Later this week, painters come to paint the interior of our house. We are going to leave the nursery the same color the previous owners painted it (they didn't have kids) - a very pale blue called Silverpointe. It is neutral enough to go with just about any other "baby" color - pink, blue, brown, lavender, yellow.
Final Thoughts
I know that many women who follow this blog are still somewhere in the beginning or middle of their journey. I wish that there eventually comes a day where no woman has to go through the uncertainty, pain, tears and heartbreak it took for us to get here. Being on "this side of the fence" is one of the most amazing experiences of my life. Each day, I still wake up and pinch myself to convince myself that this is really happening.
I assume that someday, some woman struggling with infertility is going to look at our family and ask "why me" - just like I did thousands of times myself. I almost wish there was a bubble above my head to tell these women what it took for us to get here and not to assume it was so easy.
Know that I am saying the above out of a very deep care and love for all of you who are still going through the process. My thoughts, hopes and prayers are with you.
6 comments:
Such a nice post! Speaking as someone who is still struggling, it was so nice to read this so thank you IVFlygirl. So excited for you and the ultrasound video was amazing - I can't imagine how surreal and thrilling this must be for you - I sure hope I make it to where you are someday!

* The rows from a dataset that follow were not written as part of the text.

PR #3482, opened 2021-11-03
allow to mark that shop was replaced by dentist/doctor

matkoniecz:
PR as it redesigns what @westnordost created.

Change is motivated by https://www.openstreetmap.org/changeset/113334033 (POI at ground level of apartment tower - pharmacy replaced by doctor).

While doctors/dentists are relatively rare in malls and dedicated retail areas (but they are sometimes appearing there), but sometimes shop needs to be retagged to dentist/doctor.

As I understand there are two effects:

- "What's here now instead?" will now include dentist/doctor
- dentist/doctor objects in quest with `isReplaceShopEnabled` will now get this "What's here now instead?" menu

Both seem desirable to me. Even outside retail area it would be nice to retag doctor/dentist into another doctor/dentist.

Though I am not getting why it is also excluding `craft` and offices in general.

### DIFF
--- a/app/src/main/java/de/westnordost/streetcomplete/data/meta/OsmTaggings.kt
+++ b/app/src/main/java/de/westnordost/streetcomplete/data/meta/OsmTaggings.kt
@@ -95,7 +95,9 @@ val KEYS_THAT_SHOULD_BE_REMOVED_WHEN_SHOP_IS_REPLACED = listOf(
  *  - no larger or purpose-built things like malls, cinemas, theatres, car washes, fuel stations,
  *    museums, galleries, zoos, aquariums, bowling alleys...
  *  - no things that are usually not found in normal retail shop areas but in offices:
- *    clinics, doctors, fitness centers, dental technicians...
+ *    clinics, fitness centers
+ *  - dentists, doctors are also included as they may appear in such places, depending
+ *    on location
  *  - nothing that is rather located in an industrial estate like car repair and other types
  *    of workshops (most craft=* other than those where people go to have something repaired or so)
  *
@@ -116,6 +118,7 @@ fun isKindOfShopExpression(prefix: String? = null): String {
                 "bank", "bureau_de_change", "money_transfer", "post_office", "internet_cafe",
                 "pharmacy",
                 "driving_school",
+                "doctors", "dentist",
             ),
             "leisure" to arrayOf(
                 "amusement_arcade", "adult_gaming_centre", "tanning_salon",
@@ -126,6 +129,9 @@ fun isKindOfShopExpression(prefix: String? = null): String {
             "craft" to arrayOf(
                 "shoemaker", "tailor", "photographer", "watchmaker", "optician",
                 "electronics_repair", "key_cutter",
+            ),
+            "healthcare" to arrayOf(
+                "doctor",
             )
         ).map { p + it.key + " ~ " + it.value.joinToString("|") }.joinToString("\n  or ") + "\n"
         ).trimIndent()


westnordost:
Well the reason why dentists/doctors etc were excluded is that they often (in my area: Almost exclusively) are **not** located in storefronts which could at will be redesigned to house another shop but in the same kind of spaces where offices are located. 

I.e. usually not on ground floor but renting an office (or even a usually residential) space somewhere in an (office) building.

And since it makes sense to do that instead of renting a storefront (cheaper by m², no walk-in customers but based on appointments), I don't think this observation is exclusive to the areas I know.

westnordost:
So, as a consequence, if a doctor moves out from such a space, the chance that the next tenant will be some kind of shop is low. It may be some company office, or converted into a flat.

IMO marking a (shop) as vacant is only valid for kind of shops (storefronts), not for office spaces.

matkoniecz:
> I.e. usually not on ground floor but renting an office (or even a usually residential) space somewhere in an (office) building.

All dentists that I ever visited in Poland had office at ground level - two in places that could be easily replaced by shops, one in place housing multiple doctor offices and would be replaced by another dentist/doctor, one had office in his house that on stopping service ceased to be a retail location.

For example here "Stomatologia" is the dentist sign, toward left one may see shops in an equivalent retail space.
screen08
https://www.openstreetmap.org/#map=19/50.09098/19.97566
screen09

> And since it makes sense to do that instead of renting a storefront (cheaper by m², no walk-in customers but based on appointments), I don't think this observation is exclusive to the areas I know.

No idea about economics and root cause for that situation.

smichel17:
In my somewhat limited experience, @westnordost's observation is correct in cities, but not in more rural areas. Some of my extended family are doctors, I'll ask them.

westnordost:
The issue I raised is not about how common it is. It is about that there is a reasonable chance that a doctor/dentist is not in a storefront. Meaning that in these cases, tagging `shop=vacant` and similar would be considered wrong. Furthermore, many such places that are not on the ground floor do not have a level tagged because it is not a common thing to do outside of malls etc.
So, users asked about whether X is still vacant, and that X was actually a doctors office on the 2nd floor, he will most likely give a wrong answer.

matkoniecz:
And tagging `disued:office=yes` would break for ones in retail locations...

Maybe separate list for things that can be given this menu and separate list of things selectable as option in this menu would be OK?

westnordost:
> And tagging disued:office=yes would break for ones in retail locations...

I don't understand

matkoniecz:
> I don't understand

In office spaces replacing vacant `amenity=doctor` with `disused:shop=yes` - as you mentioned - would not work well.

Using `disued:office=yes` would be fine, but that in turn would fail for retail locations...

Maybe deleting nodes would be fine in such cases? And request note creation for areas?

Either way as it stands this PR is not viable.

peternewman:
Are there some compromises around this that would fit, or will they all have the same issue (e.g. beauty clinic, (pop-up) Covid testing etc)?

westnordost:
I can't think of any.

Anyway, in case the "replace shop" functionality is not available, the user can leave a note with a photo. I.e. "Dentist XYZ does not exist, but there is... [photo]".

This should in any case be most helpful, because the rest of the businesses within the building could then also be checked if they are still current.

peternewman:
Thanks, I didn't explain very well, but mine was just tagging of a "shop", rather than replacing it. Again it was a standalone unit on a high street rather than in an office block or other building.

Hello Flygirl!! Whoo hoo!! Such an exciting week you had indeed. Revel in it...you deserve it!
Thanks for the shoutout. You sound so happy! Glad everything is going well!
Yes, very nice post Flygirl! So happy things are going so well for you. How exciting to think about having two wonderful surprises on birth-day!

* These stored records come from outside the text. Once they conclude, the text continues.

PR #3483, opened 2021-11-03
Better hint (review of English welcomed!)

### LINKED ISSUE #3227: Provide feedback to user if no object type matches in "what is here now" dialog
**Use case**
Would fix root cause of confusion from https://github.com/streetcomplete/StreetComplete/issues/3180

**Proposed Solution**
Show something like

> enter shop type, not shop name - so "bakery", not "Ancient Oak"

if no object type matches

matkoniecz:
Fixes #3227 in a modified way.

Showing this error/hint while typing would be annoying. And user who is new to this menu and types things like "Jolly Good" or "Polska Chata" will not be expecting dropdown to appear - they will type and press OK button.

Also, I have not figured out how to do this anyway, but I am pretty sure that showing error in normal operation - as I proposed - would be really annoying.

screen02

original text:

> Don’t know what this is. Consider leaving a note.

### DIFF
--- a/app/src/main/res/values/strings.xml
+++ b/app/src/main/res/values/strings.xml
@@ -1010,7 +1010,7 @@ Otherwise, you can download another keyboard in the app store. Popular keyboards
     <string name="quest_shop_gone_vacant_answer">It’s vacant</string>
     <string name="quest_shop_gone_replaced_answer">A(n)…</string>
     <string name="quest_shop_gone_replaced_answer_hint">Type kind of place here</string>
-    <string name="quest_shop_gone_replaced_answer_error2">"Not recognized. Try entering the type of place, for example 'bakery'. Otherwise, consider leaving a note."</string>
+    <string name="quest_shop_gone_replaced_answer_error2">"Not recognized. Try entering the type of place, for example “bakery”. Otherwise, consider leaving a note."</string>
     <string name="quest_shop_vacant_type_title">This shop has been vacant. What’s here now?</string>
     <string name="quest_cycleway_answer_no_bicycle_infrastructure">No cycleway at all</string>
     <string name="quest_cycleway_answer_no_bicycle_infrastructure_explanation">As usual, tap on one side of the illustration, select a proper answer and do the same for the other side.\n\nNote all the available options: some cases are not obvious, like a oneway road that allows cyclists in both directions!</string>
--- a/app/src/main/res/values/strings.xml
+++ b/app/src/main/res/values/strings.xml
@@ -1010,7 +1010,7 @@ Otherwise, you can download another keyboard in the app store. Popular keyboards
     <string name="quest_shop_gone_vacant_answer">It’s vacant</string>
     <string name="quest_shop_gone_replaced_answer">A(n)…</string>
     <string name="quest_shop_gone_replaced_answer_hint">Type kind of place here</string>
-    <string name="quest_shop_gone_replaced_answer_error2">"Enter the type of object, for example 'bakery', not the name.\nLeave note if that fails."</string>
+    <string name="quest_shop_gone_replaced_answer_error2">"Enter only the type of object, for example 'bakery', not the name.\nLeave note if that fails."</string>
     <string name="quest_shop_vacant_type_title">This shop has been vacant. What’s here now?</string>
     <string name="quest_cycleway_answer_no_bicycle_infrastructure">No cycleway at all</string>
     <string name="quest_cycleway_answer_no_bicycle_infrastructure_explanation">As usual, tap on one side of the illustration, select a proper answer and do the same for the other side.\n\nNote all the available options: some cases are not obvious, like a oneway road that allows cyclists in both directions!</string>
--- a/app/src/main/res/values/strings.xml
+++ b/app/src/main/res/values/strings.xml
@@ -1010,7 +1010,7 @@ Otherwise, you can download another keyboard in the app store. Popular keyboards
     <string name="quest_shop_gone_vacant_answer">It’s vacant</string>
     <string name="quest_shop_gone_replaced_answer">A(n)…</string>
     <string name="quest_shop_gone_replaced_answer_hint">Type kind of place here</string>
-    <string name="quest_shop_gone_replaced_answer_error2">"Enter only the type of object, for example 'bakery', not the name.\nLeave note if that fails."</string>
+    <string name="quest_shop_gone_replaced_answer_error2">"Enter only the type of object, for example 'bakery', not the name.\nLeave a note if that fails."</string>
     <string name="quest_shop_vacant_type_title">This shop has been vacant. What’s here now?</string>
     <string name="quest_cycleway_answer_no_bicycle_infrastructure">No cycleway at all</string>
     <string name="quest_cycleway_answer_no_bicycle_infrastructure_explanation">As usual, tap on one side of the illustration, select a proper answer and do the same for the other side.\n\nNote all the available options: some cases are not obvious, like a oneway road that allows cyclists in both directions!</string>
--- a/app/src/main/res/values/strings.xml
+++ b/app/src/main/res/values/strings.xml
@@ -1010,7 +1010,7 @@ Otherwise, you can download another keyboard in the app store. Popular keyboards
     <string name="quest_shop_gone_vacant_answer">It’s vacant</string>
     <string name="quest_shop_gone_replaced_answer">A(n)…</string>
     <string name="quest_shop_gone_replaced_answer_hint">Type kind of place here</string>
-    <string name="quest_shop_gone_replaced_answer_error2">"Enter only the type of object, for example 'bakery', not the name.\nLeave a note if that fails."</string>
+    <string name="quest_shop_gone_replaced_answer_error2">"Not recognized. Try entering the type of place, for example 'bakery'. Otherwise, consider leaving a note."</string>
     <string name="quest_shop_vacant_type_title">This shop has been vacant. What’s here now?</string>
     <string name="quest_cycleway_answer_no_bicycle_infrastructure">No cycleway at all</string>
     <string name="quest_cycleway_answer_no_bicycle_infrastructure_explanation">As usual, tap on one side of the illustration, select a proper answer and do the same for the other side.\n\nNote all the available options: some cases are not obvious, like a oneway road that allows cyclists in both directions!</string>
--- a/app/src/main/res/values/strings.xml
+++ b/app/src/main/res/values/strings.xml
@@ -1010,7 +1010,7 @@ Otherwise, you can download another keyboard in the app store. Popular keyboards
     <string name="quest_shop_gone_vacant_answer">It’s vacant</string>
     <string name="quest_shop_gone_replaced_answer">A(n)…</string>
     <string name="quest_shop_gone_replaced_answer_hint">Type kind of place here</string>
-    <string name="quest_shop_gone_replaced_answer_error">"Don’t know what this is. Consider leaving a note."</string>
+    <string name="quest_shop_gone_replaced_answer_error2">"Enter the type of object, for example 'bakery', not the name.\nLeave note if that fails."</string>
     <string name="quest_shop_vacant_type_title">This shop has been vacant. What’s here now?</string>
     <string name="quest_cycleway_answer_no_bicycle_infrastructure">No cycleway at all</string>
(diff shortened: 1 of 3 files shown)


mnalis:
Bot an native speaker, but I think that should be _"[...]\nLeave **a** note if that fails"_

smichel17:
I responded to the approach overall back in #3227. But, to give feedback on this solution…

> I think that should be _"[...]\nLeave **a** note if that fails"_

+1. Also, it's unclear whether it's an instruction to the user, or a typo of "[The app] Leaves a note if that fails" Or "[You should] leave a note if that fails'. Since I'm quite sure it's the latter, I would phrase it as "If that fails, [please] leave a note [instead]." [Bracket words can be left out for brevity. If only one can be kept, keep *please*].

Even better would be, "If StreetComplete cannot validate it, please leave a note instead." (Or, if you follow my suggestion in #3227 to move "type" into the question, the whole thing could be something like "Unknown shop type. Please [try a different variation or] leave a note instead.")

app/src/main/res/values/strings.xml
```diff
@@ -1010,7 +1010,7 @@ Otherwise, you can download another keyboard in the app store. Popular keyboards
     <string name="quest_shop_gone_vacant_answer">It’s vacant</string>
     <string name="quest_shop_gone_replaced_answer">A(n)…</string>
     <string name="quest_shop_gone_replaced_answer_hint">Type kind of place here</string>
-    <string name="quest_shop_gone_replaced_answer_error">"Don’t know what this is. Consider leaving a note."</string>
+    <string name="quest_shop_gone_replaced_answer_error2">"Enter only the type of object, for example 'bakery', not the name.\nLeave note if that fails."</string>
```
smichel17, line 1013: I just noticed the bit about what it was before. So I think all you need is

```suggestion
    <string name="quest_shop_gone_replaced_answer_error2">"Unknown shop type. Consider leaving a note."</string>
```
I'm not sure if this is different enough to warrant a new string, or just marking the translation as fuzzy in POEditor.

mnalis: I think one of the main ideas was to explicitly **emphasize** to the user that they should  **not** enter the shop **name** in that field, **and** to give helpful **example** of what they need to enter. 

IMHO reducing all that to `Unlisted shop type` kinda misses those points (by making the explanation only implicit again, and also losing the example)...

matkoniecz: Yes, main problem that I noticed is that people try to enter given name ("Jolly good time" / "Lidl" / "Żabka" - not shop type such as "convenience" or "supermarket").

Old feedback was not mentioning this problem specifically and hint in background of the text field was not sufficient.

matkoniecz:
> Not a native speaker, but I think that should be "[...]\nLeave a note if that fails"

Done

BalooUriza:
Perhaps this could be approached by the way the brand presets in iD and
JOSM do it?  Like, if you know the name of a common brand, you can fill
that in and it fills out the rest?

matkoniecz:
> Like, if you know the name of a common brand, you can fill that in and it fills out the rest?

P.S, I just spent 4 hours at a BBQ with a friend's 3 1/2 year old idententical twin boys. Sleep now, while you still can! ;)
Your last part really hit home for me, the part about wishing there was a bubble above your head telling people what it took to get you there. I feel that too, especially not knowing who out there seeing me is struggling and just assuming that I got it so easily when it was anything but, and that is always at the top of my mind.

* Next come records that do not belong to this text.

PR #3487, opened 2021-11-04
Bicycle barrier

### LINKED ISSUE #3361: What kind of cycle barrier is this?
### General
Affected tag(s) to be modified/added: [cycle_barrier](https://wiki.openstreetmap.org/wiki/Key:cycle_barrier) 
Question asked: **What kind of cycle barrier is this?**

Basically similar to the question about bollard type.

### Checklist
  - Sometimes answerable from aerial imagery as well, but that doesn't necessarily preclude asking here.
  - `double` is perhaps the most common one, but there are still other options
- [?] 🕓 Applies to a reasonable number of map data (Worth the effort)
  - about 100k instances of `barrier=cycle_barrier`. Is that enough?

### Ideas for implementation

**Element selection:** Nodes on ways with `barrier=cycle_barrier`, but without `cycle_barrier=*`. Possibly similar to how bollards are currently selected for the »What kind of bollard is this?« quest.

**Metadata needed:** Unknown.

**Proposed UI:** Similar to the bollard quest, a selection of options, each with an image (the tag Wiki page has images).

matkoniecz:
fixes #3361

screen06

I am still planning to improve images but that can be done also after merging.


app/src/main/res/values/strings.xml
```diff
@@ -1088,6 +1094,7 @@ If you are overwhelmed by the number of quests, you can always fine-tune which q
     <string name="quest_traffic_calming_type_island">Island</string>
     <string name="quest_traffic_calming_type_chicane">Deliberate curve(s)</string>
     <string name="quest_traffic_calming_type_rumble_strip">Rumble strip(s)</string>
+>>>>>>> master
```
riQQ, line 1097: Left-over from merging

matkoniecz:
> Perhaps »diagonal« could use a different text. Something like »at an angle to the path« to emphasize what differentiates it from »double«.

> Why not "diagonal to the path" / "diagonal to the way"? It's more succinct.

Were proposed, not entirely sure about them.

app/src/main/res/values/strings.xml
matkoniecz: Thanks you so much!

app/src/main/java/de/westnordost/streetcomplete/quests/barrier_bicycle_barrier_type/AddBicycleBarrierType.kt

I also find when people ask me, "is this your first?" I want to clarify and say that yes, this is hopefully my first real live child, but this is not my first pregnancy.
I find that a good way to say that without getting into too many details is, "we've waited a long time for this, so we are (insert adjective here - stoked, excited, thrilled, whatever)". I know a lot of people who are still struggling thing that those who get pregnant forget where they came from, but it's so not true. I never for a minute forget how amazingly lucky I am, I am constantly grateful to be here, and my heart breaks just the same when I'm reading about those who are still there. I just wish I could do something so that every person who is still there will experience this some day.
Yay for 15weeks!!! Loved your sweet video of your babies :) That's exciting you are waiting to find out the gender! So fun to start planning the nursery, etc!!!! Can't wait to hear the news when you start feeling kicks!!!
I know- can you believe it? Seems like you were just visiting me for my transfer.... and now it's almost time!!